Repeat the records below line by line, exactly, finishing on the line that contains "PR #2198, opened 2024-07-22".
↓↓↓
PR #2182, opened 2024-06-21
Fix(dcsctp): Fix memory leak.

JonathanLennox:
There were reference cycles through JNI, which the garbage collector can't detect.


aaronkvanmeerten (approved):
Approved without full comprehension

bgrozev (approved):

PR #2198, opened 2024-07-22
fix vp9 temporal layers count in flexibale mode

splinehip:
In flexible mode (chrome version 125+) if we have only one temporal layer with id=0, received client rendering video stream in 8 fps only.

### DIFF
--- a/jitsi-media-transform/src/main/kotlin/org/jitsi/nlj/rtp/codec/vp9/Vp9Packet.kt
+++ b/jitsi-media-transform/src/main/kotlin/org/jitsi/nlj/rtp/codec/vp9/Vp9Packet.kt
@@ -260,6 +260,13 @@ class Vp9Packet private constructor(
             if (off == -1) {
                 return null
             }
+
+            val isSwitchingUpPoint = DePacketizer.VP9PayloadDescriptor
+                .isSwitchingUpPoint(buffer, payloadOffset, payloadLength)
+
+            val isFlexibleMode = DePacketizer.VP9PayloadDescriptor
+                .isFlexibleMode(buffer, payloadOffset, payloadLength)
+
             val ssHeader = buffer[off].toInt()
 
             val numSpatial = ((ssHeader and 0xE0) shr 5) + 1
@@ -300,6 +307,14 @@ class Vp9Packet private constructor(
                     }
                 }
                 groupSize
+            } else if (isFlexibleMode && isSwitchingUpPoint) {
+                // In flexible mode (chrome version 125+) if we have only one temporal layer with id=0,
+                // received client rendering video stream in 8 fps only.
+                val numTemporal = 3
+                for (tid in 0 until numTemporal) {
+                    tlCounts[tid]++
+                }
+                numTemporal
             } else {
                 tlCounts[0] = 1
                 1


splinehip:
Signed https://www.8x8.com/products/docusign-thank-you?env=517e312c-babc-4fd6-ba23-79b5aadf8c5e&pf=2fbd46b1-ed23-46a3-a57e-c7c0005544ca&r=b2d32bda-5a5e-4611-8604-e491e50345c0

JonathanLennox:
Can you describe how the browser is set to generate this encoding mode, so I can test?  Thanks!

splinehip:
Before join to conference set this config in browser debug console: config.videoQuality = ['VP9']

jallamsetty1:
> Before join to conference set this config in browser debug console: config.videoQuality = ['VP9']

@splinehip How are you forcing the browser to send only one temporal layer? We always configure 3 temporal layers for VP9 both in simulcast and full SVC mode.

jallamsetty1:
Even when I force the client to encode a single temporal layer by setting `L1T1` as the scalability mode, I see 30 fps being sent and received for a JVB call.

Screenshot 2024-07-22 at 3 37 54 PM
Screenshot 2024-07-22 at 3 38 27 PM

sunduev:
@jallamsetty1 @JonathanLennox Hi! Please try Chromium 125+ (which [enabled flexible mode for encoding by default](https://groups.google.com/g/discuss-webrtc/c/RpePKpwGIds/m/botDdva6AwAJ))
And you have to use vp9 for encoding, no more configuration should be required (if L3T3 is used by default, L1T1 probably might work as it is), then you should watch for low fps (around 7-9) on viewers side.

splinehip:
> > Before join to conference set this config in browser debug console: config.videoQuality = ['VP9']
> 
> @splinehip How are you forcing the browser to send only one temporal layer? We always configure 3 temporal layers for VP9 both in simulcast and full SVC mode.

Just use chrome 125+ and set VP9 codec by client side:
Снимок экрана 2024-07-23 в 10 24 49

splinehip:
Снимок экрана 2024-07-23 в 11 47 56

jallamsetty1:
@splinehip Thanks, I am seeing it on meet.jit.si now but not on my lonely.

splinehip:
> @splinehip Thanks, I am seeing it on meet.jit.si now but not on my lonely.

Could you try on yours site use 3 participants in conference, when only 2 participants - clients work through p2p not bridge?

jallamsetty1:
> > @splinehip Thanks, I am seeing it on meet.jit.si now but not on my lonely.
> 
> Could you try on yours site use 3 participants in conference, when only 2 participants - clients work through p2p not bridge? Or set boths clients: config.p2p = false

Yes, I do understand that. My lonely was running a bridge version which is slightly older than the current meet.jit.si version.

Toumassa:
Hello, i can confirm this issue exists with VP9 falling to 7-8 fps.
Can AV1 be concerned with flexible mode ?
I thought setting videoQuality.vp9.useKSVC and / or videoQuality.vp9.scalabilityModeEnabled to false should correct this issue ? But actually it doesn't ...

jallamsetty1:
> Hello, i can confirm this issue exists with VP9 falling to 7-8 fps. Can AV1 be concerned with flexible mode ? I thought setting videoQuality.vp9.useKSVC and / or videoQuality.vp9.scalabilityModeEnabled to false should correct this issue ? But actually it doesn't ...

This shouldn't affect AV1. Setting `videoQuality.vp9.scalabilityModeEnabled=false` will force the client to use the old K-SVC mode for VP9 but it is still VP9.

Toumassa:
> This shouldn't affect AV1. Setting `videoQuality.vp9.scalabilityModeEnabled=false` will force the client to use the old K-SVC mode for VP9 but it is still VP9.

I've set disableSimulcast to true and i get 30fps. However no scalability between filmstrip and large video. Can be a workaround waiting this to be merged.

JonathanLennox:
I have a more general solution (that doesn't hard-code the assumption that there will be three temporal layers) at https://github.com/jitsi/jitsi-videobridge/pull/2199.  Would you be able to test this?

splinehip:
> I have a more general solution (that doesn't hard-code the assumption that there will be three temporal layers) at #2199. Would you be able to test this?

@JonathanLennox Hi! I tested your fix - work fine, thank you!

JonathanLennox:
@splinehip - I pushed some more changes to https://github.com/jitsi/jitsi-videobridge/pull/2199 which should make it more efficient on the server-side - can you test again so we can be sure?  Thanks!

splinehip:
@JonathanLennox HI! Tested, work fine. Thanks!

PR #2220, opened 2024-09-22
feat(WIP): Export audio to a recorder over a WS.

bgrozev:


JonathanLennox (approved):

JonathanLennox:
Jenkins, test this please

JonathanLennox:
Jenkins, test this please

wnikolaichuk:
Hello everyone, when will the merge request be closed? What is needed for this, maybe you need to help in some way? Multi-streaming audio recording Jitsi recording is very important for my project

bgrozev:
I'm resuming active work on it now, should be pretty close.

bgrozev:
@savely-krasovsky Give this new version a go

savely-krasovsky:
@bgrozev it works! Could you maybe suggest what is the proper way to start and stop those recordings? From what I understand it uses COLIBRI2 modify conference request, so the client side probably should be implemented as part of `lib-jitsi-meet`?

savely-krasovsky:
@bgrozev thanks! The puzzle is starting to come together... I also find that for now the only metadata which we can recieve at JMR side is endpoint ID (and we can obtain it using `ffprobe` for example), but it's hard to match it with real conference participant (or not?). From what I understand exporter thing has only access to RTC packet stream and it doesn't hold this kind of metadata at all. For example Jibri collects that information using Selenium context, but what about JMR?

bgrozev:
We use this together with another service which collects metadata about the conference. You should be able to implement the same with this community-maintained prosody module:
https://github.com/jitsi-contrib/prosody-plugins/tree/main/event_sync

JonathanLennox (approved):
↑↑↑
- Task output -
PR #2182, opened 2024-06-21
Fix(dcsctp): Fix memory leak.

JonathanLennox:
There were reference cycles through JNI, which the garbage collector can't detect.


aaronkvanmeerten (approved):
Approved without full comprehension

bgrozev (approved):

PR #2198, opened 2024-07-22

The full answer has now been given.